The authors wanted to “define a transcriptome ab initio,” using the unannotated genome sequence of Saccharomyces cerevisiae, analyzed with short reads from massively parallel sequencing of cDNA (using the Genome Analyzer). Results, using novel algorithms, included defining 86% of expressed genes, finding 160 novel transcription units over 250bp, demarcating 86%/77% of 5’/3’ UTR boundaries, identifying 83% of known splice junctions, and finding 25 novel introns. The transcript absolute and relative expression level data was comparable to current microarray methods.

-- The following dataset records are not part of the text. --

PR #255, opened 2022-07-17
fix(bitfield): respect 32 bit targets

WaffleLapkin:
_Personally, I'd just not allow `usize` at all, but since it already is, we should at least support 16 bit targets..._

I've rearranged primitive `FromBits` impls so that it's [clear that]
- `impl FromBits<T> for {u,i}size` is only supported on platforms with `size_of::<usize>() <= size_of::<T>()`
- `impl FromBits<{u,i}size> for T` is only supported on platforms with `size_of::<T>() <= size_of::<usize>()`

### DIFF
--- a/bitfield/src/lib.rs
+++ b/bitfield/src/lib.rs
@@ -108,30 +108,57 @@ macro_rules! impl_frombits_for_bool {
     }
 }
 
-impl_frombits_for_ty! {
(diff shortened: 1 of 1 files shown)


hawkw (approved):
thanks!

hawkw:
we should maybe remove the usize impls in the next breaking change, i agree that they may not really be worth the effort — who's actually going to use them?

PR #256, opened 2022-07-17
util: add docs and clean up APIs

hawkw:


jamesmunns (approved):
Overall looks great! I love the docs. Made one clippy nit, but otherwise good to merge.

jamesmunns:
(oh, there's also a failing loom test because of const use of Atomic* types)

PR #261, opened 2022-07-23
feat(maitake): implement `JoinHandle`s

hawkw:
This mostly works now, it probably needs more tests

### DIFF
--- a/maitake/src/task.rs
+++ b/maitake/src/task.rs
@@ -14,6 +14,7 @@ pub use self::storage::Storage;
 pub use core::task::{Context, Poll, Waker};
 
 mod builder;
+mod join_handle;
 mod state;
 mod storage;
 
@@ -23,8 +24,9 @@ mod tests;
 use crate::{
     loom::cell::UnsafeCell,
     scheduler::Schedule,
-    task::state::{OrDrop, ScheduleAction, StateCell},
+    task::state::{OrDrop, PollAction, ScheduleAction, StateCell},
     util::non_null,
+    wait::WaitCell,
 };
 
 use core::{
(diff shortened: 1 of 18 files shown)


hawkw:
I think we can move forward with this. There's lots of room for improvement, but it works, and it has _some_ tests...

maitake/src/task.rs
```diff
@@ -161,14 +179,28 @@ pub(crate) struct Header {
...
+    /// The future has completed, and its output is ready to be taken by a
+    /// `JoinHandle`, if one exists.
+    Ready(F::Output),
+    /// The future has completed, and the task's output has been taken or is not
+    /// needed.
+    Joined,
 }
 
-#[derive(Debug)]
+// #[derive(Debug)]
```
jamesmunns, line 192: Remove or restore?

maitake/src/task.rs
```diff
@@ -329,7 +363,7 @@ where
             "Task::poll"
         );
         let mut this = ptr.0.cast::<Self>();
-        test_trace!(task = ?fmt::alt(this.as_ref()));
+        test_debug!(task = ?fmt::alt(this.as_ref()));
```
jamesmunns, line 366: Did you want to keep this elevated?

jamesmunns: (there are a bunch more of these later in the PR too)

jamesmunns (approved):
A couple of nits, but looks super good! Looking forward to using this :D

maitake/src/task.rs
hawkw: oh, i had to add a manual impl of this; i should remove the commented out derive attribute. good catch!

maitake/src/task.rs
hawkw: these used to be logged at `DEBUG` previously, as well, the macro was (confusingly) named `test_trace!` but emitted a `DEBUG` event. the reason a bunch of them changed is because i renamed the macro and added a new `test_trace!` that emits a `TRACE` event.

PR #263, opened 2022-07-25
fix(maitake): fix `WaitCell` returning `Closed` when woken

hawkw:
There's currently a bug in `WaitCell::register_wait` where the `Closed`
error is returned if the `WaitCell` is woken during a register attempt.
I believe this was introduced in PR #223, due to a misunderstanding of
this line:

```rust
// Reset to the WAITING state by clearing everything *except*
// the closed bits (which must remain set).
let state = test_dbg!(self.fetch_and(State::CLOSED, AcqRel));
// The only valid state transition while we were parking is to
// add the CLOSED bit.
debug_assert!(
    state == actual || state == actual | State::CLOSED,
    "state changed unexpectedly while parking!"
);
```

This code does *not* set the `CLOSED` bit if it is not already set, it
just clears all other bits *except* the `CLOSED` bit. So, if the
`CLOSED` bit is not set, it remains unset, but if it is set, it is not
cleared. I think that in #223, this was misunderstood as *setting* the
closed bit, so the `closed()` error was always returned. But, the cell
may not actually have closed.

This branch changes that match arm to return the `closed()` error *if*
the closed bit was actually set by another thread, and `notified()`
otherwise.

### DIFF
--- a/maitake/src/wait/cell.rs
+++ b/maitake/src/wait/cell.rs
@@ -131,6 +131,10 @@ impl WaitCell {
         match test_dbg!(self.compare_exchange(State::PARKING, State::WAITING, AcqRel)) {
             Ok(_) => registered(),
             Err(actual) => {
+                // If the `compare_exchange` fails above, this means that we were notified for one of
+                // two reasons: either the cell was awoken, or the cell was closed.
+                //
+                // Bail out of the parking state, and determine what to report to the caller.
                 test_trace!(state = ?actual, "was notified");
                 let waker = self.waker.with_mut(|waker| unsafe { (*waker).take() });
                 // Reset to the WAITING state by clearing everything *except*
--- a/maitake/src/wait/cell.rs
+++ b/maitake/src/wait/cell.rs
@@ -134,7 +134,9 @@ impl WaitCell {
                 test_trace!(state = ?actual, "was notified");
                 let waker = self.waker.with_mut(|waker| unsafe { (*waker).take() });
                 // Reset to the WAITING state by clearing everything *except*
-                // the closed bits (which must remain set).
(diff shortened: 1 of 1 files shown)


maitake/src/wait/cell.rs
```diff
@@ -134,7 +134,9 @@ impl WaitCell {
                 test_trace!(state = ?actual, "was notified");
                 let waker = self.waker.with_mut(|waker| unsafe { (*waker).take() });
                 // Reset to the WAITING state by clearing everything *except*
-                // the closed bits (which must remain set).
+                // the closed bits (which must remain set). This `fetch_and`
+                // does *not* set the CLOSED bit if it is unset, it just doesn't
+                // clear it.
                 let state = test_dbg!(self.fetch_and(State::CLOSED, AcqRel));
                 // The only valid state transition while we were parking is to
                 // add the CLOSED bit.
```
jamesmunns, line 142: I think this was the actual comment that tripped me up, thinking that the only way that the `self.compare_exchange(State::PARKING, State::WAITING, AcqRel)` could fail would be a closed event.

maitake/src/wait/cell.rs
```diff
@@ -134,7 +134,9 @@ impl WaitCell {
                 test_trace!(state = ?actual, "was notified");
```
jamesmunns, line 134:
```suggestion
                // If the `compare_exchange` fails above, this means that we were notified for one of
                // two reasons: either the cell awoken, or the cell was closed.
                //
                // Bail out of the parking state, and determine what to report to the caller.
                test_trace!(state = ?actual, "was notified");
```

jamesmunns (approved):
Whoops. Good catch @hawkw!

PR #1396, opened 2022-08-07
feat: Add support for resource groups

adam-tylr:
#### Summary

Adds support for resource groups. 

---

Use the following steps to ensure your PR is ready to be reviewed

- [x] Read the [contribution guidelines](../blob/main/CONTRIBUTING.md) 🧑‍🎓
- [x] Run `go fmt` to format your code 🖊
- [x] Lint your changes via `golangci-lint run` 🚨 (install golangci-lint [here](https://golangci-lint.run/usage/install/#local-installation))
- [x] Update or add tests. Learn more about testing [here](https://docs.cloudquery.io/docs/developers/sdk/testing) 🧪
- [x] Update the docs by running `go run ./docs/docs.go` and committing the changes 📃
- [ ] Ensure the status checks below are successful ✅

PR #1409, opened 2022-08-10
chore(tests): Disable decorder on resource files

hermanschaaf:
Decorder is a bit too strict on our cq-gen generated files, and is forcing us to place all structs at the top of the file, even though this is not the current behavior of cq-gen. It seems unnecessarily strict for generated files, let's disable it for now.

Relates to https://github.com/cloudquery/.github/issues/266

### DIFF
--- a/.golangci.yml
+++ b/.golangci.yml
@@ -115,6 +115,7 @@ issues:
     - path: resources(\\|\/).*\.go
       linters:
         - dupl
+        - decorder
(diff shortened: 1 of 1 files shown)


hermanschaaf:
This should resolve the issue noted in https://github.com/cloudquery/cq-provider-aws/pull/1396

erezrokah (approved):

The Genome Analyzer II system was utilized to help create nucleosome maps of Saccharomyces cerevisiae and Candida albicans. Resultant gene sets were categorized into those closely associated (category I, growth-related), negatively associated (category II, stress-related), or species differentially associated (category III, aerobic respiration-related) with growth-related gene expression. They found promoters of category I genes encoded for open nucleosome organization, of category II, closed nucleosome organization, and in category III, C. albicans had open nucleosome-, and S. cerevisiae closed nucleosome-encoding aerobic respiration gene promoters.

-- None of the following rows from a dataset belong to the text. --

PR #360, opened 2022-03-27
Automated Release script and workflow

lfbdev:
# Summary

Background:
trigger can be manual, build/upload for 3 platforms should be automatic

add auto release script for darwin arm64
add githubactions for linux and darwin amd64

## Description

using github.com/github-release/github-release for uploading assets

### Related Issues

#364 

### Current Behavior

### New Behavior
image

image


.github/workflows/automated-release.yml
```diff
@@ -0,0 +1,116 @@
...
+      TAG: ${{ github.ref_name }}
+      USER: merico-dev
+      REPO: stream
+      PLUGINDIR: .devstream
+      GOOS: linux
+      GOARCH: amd64
+    runs-on: ubuntu-latest
+    steps:
+      - run: echo "🐧 This job is now running on a ${{ runner.os }}-${{ runner.arch }} server hosted by GitHub!"
+      - name: Checkout
```
IronCore864, line 18: I think we should explicitly check out the tag. I don't know if it's possible, but what if I publish a release then immediately a new commit is generated by others? In that case, will it check out the latest commit instead of this tag?

.github/workflows/automated-release.yml
```diff
@@ -0,0 +1,116 @@
...
+          key: ${{ runner.os }}-go-${{ hashFiles('**/go.sum') }}
+          restore-keys: |
+            ${{ runner.os }}-go-
+      - name: Build
+        run: make build
+      - name: Install Github-release
+        run: go install github.com/github-release/github-release@latest
+      - name: upload
+        run: |
+          #upload dtm
```
IronCore864, line 39: I suggest we create a script for this part, so that it's easier to manage.

build/package/auto-release-darwin-arm64.sh
```diff
@@ -0,0 +1,46 @@
...
+   read_dir $plugin_dir"/"$file
+ else
+   echo 'Uploading '$file' ...'
+   github-release upload --security-token $github_token --user $user --repo $repo --tag $tag --file  $plugin_dir"/"$file --name $file
+   echo $file' uploaded.'
+ fi
+done
+}
+
+#upload dtm
```
IronCore864, line 35: Please pay attention to the comment format. Keep a space after the hashtag.

daniel-hutao (commented):
I think it's better to save the `build/package/auto-release-darwin-arm64.sh` to `hack/release/` and then delete the `package` dir.

.github/workflows/automated-release.yml
lfbdev: ok, will refactor it

lfbdev:
build/package/ contains other files, such as build_linux_amd64.sh and Dockerfile

daniel-hutao:
> 

Yes, so what I mean is delete all files under the `build/package`. They are no use after release with gh-actions.

.github/workflows/automated-release.yml
lfbdev: yes, i added a option for checkout the specified tag.

IronCore864 (approved):

daniel-hutao (approved):

Issue #326, opened 2022-03-16
proposal: trigger GitHub actions after some specific comments


daniel-hutao:
## Description

Currently, we trigger actions through events such as `pr created/updated` which is obviously a waste of ci bandwidth because pr may be updated frequently. 

I think it is more controllable, elegant, and efficient to trigger the ci process through comments.

/co-proposed @IronCore864 

## Describe the Proposal

When a pr is created, the ut actions flow can be triggered by the comment as below:

- `/ok-to-test` runs UT in Linux(default os env)
- `/test-in-mac` runs UT in Mac

e2e/build/lint/.. Other workflows are not without design, but it does not need to be done here. When the ut process goes through this pattern, I will write a detailed document to record all the supported comments and write the corresponding xxx-actions.yml.

@IronCore864 @lfbdev Please help to take a look at this proposal and give me some advice.

---

We are gradually implementing some kind of ChatOps. `Comment` is one, `IM(Feishu)` is one, isn't it interesting? I can't help but(忍不住) tell you, let's play together @imxw @warren830 @summingyu

PR #362, opened 2022-03-28
feat: trigger GitHub actions after some specific comments

daniel-hutao:

# Summary

feat: trigger GitHub actions after some specific comments
/area ci

## Description

If a `pr`(a kind of issue) is created or updated, `build and test` will be triggered if the comment contains "/ok-to-test"

### Related Issues

#326 

### Screenshots

1. pr created without comment `/ok-to-test`
image

### TO-DO

- [ ] Adding the triggering personnel limit - specify that it can only be triggered by members of the `devstream-io/developer` team.
- [ ] It may be necessary to distinguish between mac and linux, but it seems that there is no need to do a fine split at present, which may be counterproductive.


daniel-hutao:
image

I've deleted the `pr created` and added the `ut on linux`, but the `GitHub Actions` still run `pr created` stage. Maybe it's a bug with `GitHub Actions`.

I tested the `ok-to-test` at my own repo and it is work fine:
image

(Please ignore the error below, It's triggered by the Makefile missing)
image

lfbdev (approved):

IronCore864 (approved):

PR #365, opened 2022-03-28
chore: remove `Foo string` field

imxw:
# Summary

`Foo string` field is not necessary in the `options.go` template


daniel-hutao (commented):
It's a sample field config for users. So I think it's ok to keep it.

imxw:
> It's a sample field config for users. So I think it's ok to keep it.

Got it!

PR #376, opened 2022-03-30
fix: fix the return error

lfbdev:
# Summary

should be if... else return err

### DIFF
--- a/internal/pkg/pluginmanager/manager.go
+++ b/internal/pkg/pluginmanager/manager.go
@@ -33,27 +33,25 @@ func DownloadPlugins(conf *configloader.Config) error {
 		pluginMD5FileName := configloader.GetPluginMD5FileName(&tool)
 		// plugin does not exist
 		if _, err := os.Stat(filepath.Join(pluginDir, pluginFileName)); err != nil {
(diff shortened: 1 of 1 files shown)


internal/pkg/pluginmanager/manager.go
```diff
@@ -39,8 +39,9 @@ func DownloadPlugins(conf *configloader.Config) error {
 					return err
 				}
 				log.Successf("[%s] download succeeded.", pluginFileName)
+			} else {
```
daniel-hutao, line 42:
```go
		if _, err := os.Stat(filepath.Join(pluginDir, pluginFileName)); err != nil {
			if !errors.Is(err, os.ErrNotExist) {
				return err
			}
			// download .so file
			if err := dc.download(pluginDir, pluginFileName, version.Version); err != nil {
				return err
			}
			log.Successf("[%s] download succeeded.", pluginFileName)
		}
```

too many `if`

daniel-hutao (changes requested):

daniel-hutao (approved):

IronCore864 (approved):

PR #398, opened 2022-04-08
ci: optimize ci pipeline

imxw:
# Summary

## Description

- Merge some ci pipelines into one because of the order of precedence. For example, if `golang-lint` is failed, there is no need to continue with the remaining steps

Mouse models of medulloblastomas (MBs) were used to investigate micro RNA (miRNA) contribution to tumor development. Nine miRNAs encoded by the miR-17 approximately 92 cluster (Oncomir-1) were shown to be overexpressed in cerebellar granule neuron progenitors, which some MBs originate from, as well as developing mouse cerebellum, but not in mature neurons. The authors used “Illumina sequencers” to sequence small RNAs linked to specific initiating mutations from post-natal day 6 and 1 month old mice in MB models.

To investigate gene-expression in a colon cancer cell line, the authors used their own “oligo-capping method” and the Genome Analyzer to conduct a massively parallel sequencing study. They examined positional information of transcriptional start sites (TSSs) and gene expression with a comparison between cells in both normal and hypoxic conditions. They found genome-wide transcriptional alterations between the two conditions, including regions with enriched hypoxia-induced promoters. Their methods enabled “absolute quantification of the transcripts” without the need for probes or PCR primers.

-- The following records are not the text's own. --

Issue #380, opened 2022-04-02
Proposal: Add fig autocomplete support


imxw:
## Description

I've been using the command line for a long time, and I'm a user of **fig autocomplete** which is very cool. It lets you add visual autocomplete to any CLI tool or script. If `dtm` supports **fig autocomplete**, I believe it will greatly  improve the user experience.

## Describe the Proposal

See https://github.com/withfig/autocomplete

## Has the Feature been Requested Before?

No

## Describe the Alternatives You Have Considered

n/a

## Additional Context

<img width="533" alt="image" src="https://user-images.githubusercontent.com/16207029/161362949-cfe1a061-8763-4034-8716-94434776b1f9.png">

<img width="555" alt="image" src="https://user-images.githubusercontent.com/16207029/161362917-603befdf-1503-4208-b68a-f534d433ee77.png">

![test](https://user-images.githubusercontent.com/16207029/161363144-1dfc2ec6-c660-4f75-9207-596d15939a24.gif)

daniel-hutao:
This idea sounds cool!
I agree to add this feature.
I don't know what everyone thinks @devstream-io/pmc ;
If all agree, I suggest this feature can be assgin @imxw to realize.

IronCore864:
`fig` looks nice. Please also consider alternatives like `bash-completion`, examples:
- https://kubernetes.io/docs/tasks/tools/included/optional-kubectl-configs-bash-linux/
- https://kubernetes.io/docs/tasks/tools/included/optional-kubectl-configs-bash-mac/

Make a decision using your best judgement :)

daniel-hutao:
https://github.com/withfig/autocomplete/pull/1140

daniel-hutao:
A document with "how to use fig along with dtm" is needed. 

@imxw @IronCore864

imxw:
What to pay attention to when writing documents now?

PR #413, opened 2022-04-14
docs: add `fig` doc

imxw:
# Summary

## Key Points

- [x] Documentation (new or existing) is updated.

## Description

Add `fig` use documentation

### Related Issues

#380


docs/fig.md
```diff
@@ -0,0 +1,44 @@
+# Fig Auto-complete
```
daniel-hutao, line 1: Maybe the filename is better to use "fig-autocomplete.md", for many users know the "autocomplete", but don't know the fig. (maybe, just my personal guess)

docs/index.md
```diff
@@ -18,6 +18,7 @@ project_layout
 creating_a_plugin
 best_practices
 creating_a_document
+fig
```
daniel-hutao, line 21: Same as above

daniel-hutao (changes requested):

docs/fig.md
IronCore864: I agree. Maybe simply "autocomplete" without even mentioning "fig" in the doc's filename/title is also fine. Then in the first paragraph, we can mention that it's implemented by using xxx tool.

imxw: I will rename it to autocomplete and also mention other complete tools. WDYT?

daniel-hutao: > I agree. Maybe simply "autocomplete" without even mentioning "fig" in the doc's filename/title is also fine. Then in the first paragraph, we can mention that it's implemented by using xxx tool.

autocomplete is better. because we could add "linux support with other tool" in the same doc.

daniel-hutao (approved):
Good Job!

IronCore864 (approved):

PR #426, opened 2022-04-21
fix: validate params

lfbdev:
## Description

auto-release-darwin-arm64.sh should check all variables. If empty, no error should occur.

### Related Issues

#427 

### Current Behavior

image

### DIFF
--- a/build/package/auto-release-darwin-arm64.sh
+++ b/build/package/auto-release-darwin-arm64.sh
@@ -1,4 +1,5 @@
 #! /bin/bash -e
+set -o nounset
 
 tag=v0.4.0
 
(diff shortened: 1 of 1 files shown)


build/package/auto-release-darwin-arm64.sh
```diff
@@ -10,6 +10,16 @@ plugin_dir=.devstream
 GOOS=$(go env GOOS)
 GOARCH=$(go env GOARCH)
 
+if [ ! $tag ] || [ ! $user ] || [ ! $repo ] || [ ! $github_token ] || [ ! $plugin_dir ]; then
+  echo "The following variables cannot be empty!"
+  echo "tag="$tag
+  echo "user="$user
+  echo "repo="$repo
+  echo "github_token="$github_token
```
IronCore864, line 18: if github_token isn't empty but maybe for example, tag is empty, github_token will be printed out on the screen, which isn't safe.

daniel-hutao: +1

daniel-hutao (changes requested):
set -o errexit
set -o nounset
set -o pipefail

build/package/auto-release-darwin-arm64.sh
lfbdev: 1.  add "set -o nounset" for undefined parameter
2. do not  print the true token

daniel-hutao (approved):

Chromatin-immunoprecipitation sequencing (ChIP-seq) was used to investigate growth factor independent 1 (Gfi-1). This transcriptional repressor aids Th2 cell expansion and inhibits differentiation of naïve CD4 T-cells to Th17 or iTreg cells. Gfi-1 itself is repressed by TGF-beta. Th17 cells produce IL-17a and IL-17f , involved in immunity. Some iTreg CD4-cells express the immune response-suppressing CD103. The authors showed that Gfi-1-lysine-specific demethylase 1 repressive complex binds to the “intergenic region of II17a/II17f loci and to introns 1 of CD103.”

The authors developed immuno-SSAKE (iSSAKE) assembly software to investigate T-cell metagenomes utilizing the unique profile of the CDR3. They paired the alignment of sequenced short reads, constructed using the Genome Analyzer, and seeded de novo assembly. They created 20 million reads (36, 42, or 50 nt) with 1-2% random error, and seeded “iSSAKE de novo assemblies of CDR3.” The use of 42 nt and 50 nt reads to characterize sTCRß sequences was more sensitive than 36 nt reads.